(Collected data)
*** Block opens ***

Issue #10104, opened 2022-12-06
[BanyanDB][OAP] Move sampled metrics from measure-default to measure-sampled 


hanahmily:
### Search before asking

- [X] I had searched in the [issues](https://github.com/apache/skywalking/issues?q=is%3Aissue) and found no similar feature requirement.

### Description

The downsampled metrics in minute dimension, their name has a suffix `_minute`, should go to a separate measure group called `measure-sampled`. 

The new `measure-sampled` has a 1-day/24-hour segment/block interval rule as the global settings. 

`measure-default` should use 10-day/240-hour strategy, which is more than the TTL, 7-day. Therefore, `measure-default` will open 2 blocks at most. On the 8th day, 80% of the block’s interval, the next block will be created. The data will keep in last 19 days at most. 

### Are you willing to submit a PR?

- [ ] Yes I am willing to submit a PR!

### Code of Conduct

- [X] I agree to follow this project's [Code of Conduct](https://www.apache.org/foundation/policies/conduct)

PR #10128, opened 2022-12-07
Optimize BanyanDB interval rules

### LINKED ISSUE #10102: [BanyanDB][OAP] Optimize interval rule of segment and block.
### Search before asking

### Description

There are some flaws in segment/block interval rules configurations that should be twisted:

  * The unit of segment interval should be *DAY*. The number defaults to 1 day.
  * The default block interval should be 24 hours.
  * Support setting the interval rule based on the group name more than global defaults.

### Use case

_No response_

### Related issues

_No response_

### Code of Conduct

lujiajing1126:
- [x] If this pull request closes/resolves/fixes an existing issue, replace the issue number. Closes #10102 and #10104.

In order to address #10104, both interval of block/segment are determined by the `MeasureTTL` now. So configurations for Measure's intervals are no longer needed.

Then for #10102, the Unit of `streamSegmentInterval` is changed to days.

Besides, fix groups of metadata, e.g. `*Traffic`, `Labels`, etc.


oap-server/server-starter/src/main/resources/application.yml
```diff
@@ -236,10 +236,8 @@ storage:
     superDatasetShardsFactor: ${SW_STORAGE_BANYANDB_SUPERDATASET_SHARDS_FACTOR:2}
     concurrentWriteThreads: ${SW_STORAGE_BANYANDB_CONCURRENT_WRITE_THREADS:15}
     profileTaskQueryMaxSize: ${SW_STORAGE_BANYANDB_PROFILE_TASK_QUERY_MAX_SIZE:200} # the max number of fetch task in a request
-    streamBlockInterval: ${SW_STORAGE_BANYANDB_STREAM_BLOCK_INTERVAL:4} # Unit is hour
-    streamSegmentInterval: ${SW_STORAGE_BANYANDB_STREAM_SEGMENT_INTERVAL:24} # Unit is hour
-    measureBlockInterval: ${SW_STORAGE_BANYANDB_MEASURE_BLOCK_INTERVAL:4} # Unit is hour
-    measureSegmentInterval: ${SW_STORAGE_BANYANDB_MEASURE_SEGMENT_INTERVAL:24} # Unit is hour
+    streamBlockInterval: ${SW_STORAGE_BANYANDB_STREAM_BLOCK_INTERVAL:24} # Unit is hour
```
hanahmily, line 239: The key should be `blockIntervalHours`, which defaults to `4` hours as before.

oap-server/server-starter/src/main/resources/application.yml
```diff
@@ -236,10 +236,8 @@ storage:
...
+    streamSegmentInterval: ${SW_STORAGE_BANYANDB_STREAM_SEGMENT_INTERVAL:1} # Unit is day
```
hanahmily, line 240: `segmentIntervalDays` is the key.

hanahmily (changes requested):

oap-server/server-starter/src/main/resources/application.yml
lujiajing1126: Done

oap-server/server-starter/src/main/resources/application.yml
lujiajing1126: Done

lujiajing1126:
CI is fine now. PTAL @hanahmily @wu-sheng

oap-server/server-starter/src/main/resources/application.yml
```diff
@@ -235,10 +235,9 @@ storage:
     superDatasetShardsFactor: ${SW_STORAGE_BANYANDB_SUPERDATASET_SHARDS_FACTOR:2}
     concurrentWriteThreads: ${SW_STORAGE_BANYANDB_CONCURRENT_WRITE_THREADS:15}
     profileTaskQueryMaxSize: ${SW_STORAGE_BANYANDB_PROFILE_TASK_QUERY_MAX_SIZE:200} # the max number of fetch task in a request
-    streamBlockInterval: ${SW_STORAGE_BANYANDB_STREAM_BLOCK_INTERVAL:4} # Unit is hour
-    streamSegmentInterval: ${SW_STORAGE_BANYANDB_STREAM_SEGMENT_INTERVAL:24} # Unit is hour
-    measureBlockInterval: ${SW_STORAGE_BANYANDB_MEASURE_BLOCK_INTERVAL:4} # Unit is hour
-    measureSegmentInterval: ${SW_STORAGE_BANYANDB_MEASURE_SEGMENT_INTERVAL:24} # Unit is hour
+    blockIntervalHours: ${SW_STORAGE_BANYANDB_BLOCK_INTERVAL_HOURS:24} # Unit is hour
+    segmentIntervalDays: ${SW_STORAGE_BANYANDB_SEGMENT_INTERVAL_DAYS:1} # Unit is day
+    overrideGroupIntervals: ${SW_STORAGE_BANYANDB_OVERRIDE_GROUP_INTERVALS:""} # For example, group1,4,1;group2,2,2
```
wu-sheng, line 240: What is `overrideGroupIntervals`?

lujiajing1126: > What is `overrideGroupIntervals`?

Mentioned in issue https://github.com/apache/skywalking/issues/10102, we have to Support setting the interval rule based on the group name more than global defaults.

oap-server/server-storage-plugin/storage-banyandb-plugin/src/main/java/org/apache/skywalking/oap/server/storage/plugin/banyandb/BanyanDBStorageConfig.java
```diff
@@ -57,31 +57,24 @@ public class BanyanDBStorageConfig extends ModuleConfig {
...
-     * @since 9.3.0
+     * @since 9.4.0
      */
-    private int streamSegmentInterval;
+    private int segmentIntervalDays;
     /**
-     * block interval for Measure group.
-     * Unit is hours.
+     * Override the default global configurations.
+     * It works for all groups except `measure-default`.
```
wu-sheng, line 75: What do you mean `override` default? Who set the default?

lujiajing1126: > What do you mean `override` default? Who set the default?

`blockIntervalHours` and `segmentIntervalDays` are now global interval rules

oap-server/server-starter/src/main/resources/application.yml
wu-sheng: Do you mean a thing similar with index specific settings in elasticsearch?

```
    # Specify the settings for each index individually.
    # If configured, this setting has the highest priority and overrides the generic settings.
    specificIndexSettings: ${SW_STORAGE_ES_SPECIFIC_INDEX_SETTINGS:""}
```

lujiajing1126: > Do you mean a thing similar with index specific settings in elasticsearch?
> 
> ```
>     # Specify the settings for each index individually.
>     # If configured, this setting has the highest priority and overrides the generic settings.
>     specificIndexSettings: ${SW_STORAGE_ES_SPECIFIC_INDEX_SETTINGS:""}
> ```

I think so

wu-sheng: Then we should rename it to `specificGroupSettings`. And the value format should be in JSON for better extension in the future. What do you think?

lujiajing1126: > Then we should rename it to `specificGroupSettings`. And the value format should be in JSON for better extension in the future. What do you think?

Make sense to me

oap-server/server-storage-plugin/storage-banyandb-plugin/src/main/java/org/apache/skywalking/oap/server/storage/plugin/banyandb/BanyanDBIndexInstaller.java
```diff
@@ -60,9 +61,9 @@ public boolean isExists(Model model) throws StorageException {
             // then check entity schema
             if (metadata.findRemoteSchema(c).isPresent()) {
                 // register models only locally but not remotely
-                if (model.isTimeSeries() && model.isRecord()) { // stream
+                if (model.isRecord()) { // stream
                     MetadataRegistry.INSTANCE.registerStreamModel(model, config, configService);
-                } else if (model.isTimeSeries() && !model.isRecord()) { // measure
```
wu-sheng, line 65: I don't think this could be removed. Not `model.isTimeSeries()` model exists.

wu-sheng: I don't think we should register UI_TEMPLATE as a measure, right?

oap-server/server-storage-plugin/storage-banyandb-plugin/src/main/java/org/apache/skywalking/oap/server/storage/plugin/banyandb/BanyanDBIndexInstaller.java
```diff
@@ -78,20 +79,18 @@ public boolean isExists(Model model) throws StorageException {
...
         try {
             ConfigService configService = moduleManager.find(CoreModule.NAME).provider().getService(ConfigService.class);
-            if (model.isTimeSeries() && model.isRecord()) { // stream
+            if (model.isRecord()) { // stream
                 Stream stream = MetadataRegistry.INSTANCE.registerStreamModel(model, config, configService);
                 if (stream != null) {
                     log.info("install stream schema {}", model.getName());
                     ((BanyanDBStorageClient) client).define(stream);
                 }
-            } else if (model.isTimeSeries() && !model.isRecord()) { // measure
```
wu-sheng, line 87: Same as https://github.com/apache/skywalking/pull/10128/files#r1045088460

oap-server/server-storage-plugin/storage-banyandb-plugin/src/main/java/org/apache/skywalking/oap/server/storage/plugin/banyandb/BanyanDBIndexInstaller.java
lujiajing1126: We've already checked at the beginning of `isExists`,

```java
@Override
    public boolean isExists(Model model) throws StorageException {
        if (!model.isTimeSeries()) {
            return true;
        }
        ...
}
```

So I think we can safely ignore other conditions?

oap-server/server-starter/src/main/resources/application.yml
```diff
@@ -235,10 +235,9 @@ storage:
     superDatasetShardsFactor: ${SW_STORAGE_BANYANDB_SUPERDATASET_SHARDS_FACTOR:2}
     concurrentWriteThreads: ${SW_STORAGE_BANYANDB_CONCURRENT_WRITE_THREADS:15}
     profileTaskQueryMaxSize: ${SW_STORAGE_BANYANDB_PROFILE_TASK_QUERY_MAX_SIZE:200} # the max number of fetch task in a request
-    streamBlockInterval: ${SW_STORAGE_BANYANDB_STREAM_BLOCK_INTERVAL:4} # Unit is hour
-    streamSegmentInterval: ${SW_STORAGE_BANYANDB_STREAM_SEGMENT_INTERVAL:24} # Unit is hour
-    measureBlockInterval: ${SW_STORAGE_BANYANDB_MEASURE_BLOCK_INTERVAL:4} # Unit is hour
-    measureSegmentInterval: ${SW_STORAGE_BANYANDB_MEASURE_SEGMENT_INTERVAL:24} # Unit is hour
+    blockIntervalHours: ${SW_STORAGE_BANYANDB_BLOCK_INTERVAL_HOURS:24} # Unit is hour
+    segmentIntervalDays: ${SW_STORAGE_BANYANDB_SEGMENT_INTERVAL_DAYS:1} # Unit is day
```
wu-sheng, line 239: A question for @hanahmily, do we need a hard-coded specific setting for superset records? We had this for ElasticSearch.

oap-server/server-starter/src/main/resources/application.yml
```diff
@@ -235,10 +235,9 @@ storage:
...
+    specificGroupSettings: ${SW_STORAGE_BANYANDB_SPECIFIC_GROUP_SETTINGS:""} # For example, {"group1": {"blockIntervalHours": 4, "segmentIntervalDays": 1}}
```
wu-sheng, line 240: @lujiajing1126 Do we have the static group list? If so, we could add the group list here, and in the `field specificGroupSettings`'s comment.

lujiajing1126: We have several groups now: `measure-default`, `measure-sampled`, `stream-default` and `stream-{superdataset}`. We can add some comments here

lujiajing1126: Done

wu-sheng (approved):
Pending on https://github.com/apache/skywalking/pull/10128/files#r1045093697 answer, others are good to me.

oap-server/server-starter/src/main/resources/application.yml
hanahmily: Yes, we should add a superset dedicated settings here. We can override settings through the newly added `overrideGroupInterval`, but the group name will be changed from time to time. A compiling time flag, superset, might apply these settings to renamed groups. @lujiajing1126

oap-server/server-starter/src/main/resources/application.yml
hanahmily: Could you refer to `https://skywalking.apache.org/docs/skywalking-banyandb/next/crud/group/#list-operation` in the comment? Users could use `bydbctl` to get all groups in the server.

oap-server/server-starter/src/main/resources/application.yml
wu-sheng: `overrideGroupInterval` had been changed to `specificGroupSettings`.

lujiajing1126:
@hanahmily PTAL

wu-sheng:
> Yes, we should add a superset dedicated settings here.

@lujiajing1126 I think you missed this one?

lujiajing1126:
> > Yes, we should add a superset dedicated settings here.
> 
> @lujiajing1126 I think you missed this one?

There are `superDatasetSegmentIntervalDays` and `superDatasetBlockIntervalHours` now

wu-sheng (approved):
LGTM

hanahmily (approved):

*** Block closes ***
*** Block opens ***

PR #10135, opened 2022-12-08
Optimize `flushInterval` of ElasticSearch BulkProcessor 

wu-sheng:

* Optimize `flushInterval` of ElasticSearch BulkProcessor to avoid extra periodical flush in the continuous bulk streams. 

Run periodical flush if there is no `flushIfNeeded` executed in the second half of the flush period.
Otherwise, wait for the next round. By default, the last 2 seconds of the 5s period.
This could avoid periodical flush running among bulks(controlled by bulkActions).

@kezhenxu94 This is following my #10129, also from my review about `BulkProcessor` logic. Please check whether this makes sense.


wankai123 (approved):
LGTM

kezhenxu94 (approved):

*** Block closes ***
*** Block opens ***

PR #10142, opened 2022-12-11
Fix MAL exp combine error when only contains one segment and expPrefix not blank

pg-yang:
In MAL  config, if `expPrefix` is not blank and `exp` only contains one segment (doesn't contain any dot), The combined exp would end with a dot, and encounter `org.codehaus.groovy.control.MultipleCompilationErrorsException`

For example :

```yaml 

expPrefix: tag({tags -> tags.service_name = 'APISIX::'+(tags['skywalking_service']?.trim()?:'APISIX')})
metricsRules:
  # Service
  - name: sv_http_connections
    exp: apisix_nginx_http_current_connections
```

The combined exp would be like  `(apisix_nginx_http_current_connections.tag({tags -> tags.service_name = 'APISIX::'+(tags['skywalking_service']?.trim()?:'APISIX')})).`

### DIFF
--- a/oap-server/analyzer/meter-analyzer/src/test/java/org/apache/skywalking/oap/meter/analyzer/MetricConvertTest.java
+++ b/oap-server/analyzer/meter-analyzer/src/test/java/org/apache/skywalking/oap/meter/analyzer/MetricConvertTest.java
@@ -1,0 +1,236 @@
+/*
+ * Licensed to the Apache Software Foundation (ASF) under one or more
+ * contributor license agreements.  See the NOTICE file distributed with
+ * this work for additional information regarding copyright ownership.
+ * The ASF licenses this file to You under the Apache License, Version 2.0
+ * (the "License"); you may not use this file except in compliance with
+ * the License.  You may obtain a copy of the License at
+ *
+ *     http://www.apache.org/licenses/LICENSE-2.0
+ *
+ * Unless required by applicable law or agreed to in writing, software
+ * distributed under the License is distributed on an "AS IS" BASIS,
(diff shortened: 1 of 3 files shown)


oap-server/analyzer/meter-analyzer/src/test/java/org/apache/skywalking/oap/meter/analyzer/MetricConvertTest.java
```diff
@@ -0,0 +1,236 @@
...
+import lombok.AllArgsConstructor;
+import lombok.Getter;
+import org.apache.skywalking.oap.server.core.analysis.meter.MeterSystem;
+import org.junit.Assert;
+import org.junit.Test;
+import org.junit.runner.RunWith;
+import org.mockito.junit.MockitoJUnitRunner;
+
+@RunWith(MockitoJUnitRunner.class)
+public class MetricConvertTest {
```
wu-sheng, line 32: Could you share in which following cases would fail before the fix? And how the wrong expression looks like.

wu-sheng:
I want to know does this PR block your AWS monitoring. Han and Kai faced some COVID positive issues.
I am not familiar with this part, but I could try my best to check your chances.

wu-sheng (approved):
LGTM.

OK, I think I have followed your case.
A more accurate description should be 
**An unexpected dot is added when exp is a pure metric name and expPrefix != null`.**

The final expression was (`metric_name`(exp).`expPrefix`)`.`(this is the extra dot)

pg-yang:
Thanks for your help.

*** Block closes ***

WHAT YOU NEED TO DO ▸
In the records above, some lines hold the word "expression"; copy each such line.

YOUR SOLUTION ▸
wu-sheng, line 32: Could you share in which following cases would fail before the fix? And how the wrong expression looks like.
The final expression was (`metric_name`(exp).`expPrefix`)`.`(this is the extra dot)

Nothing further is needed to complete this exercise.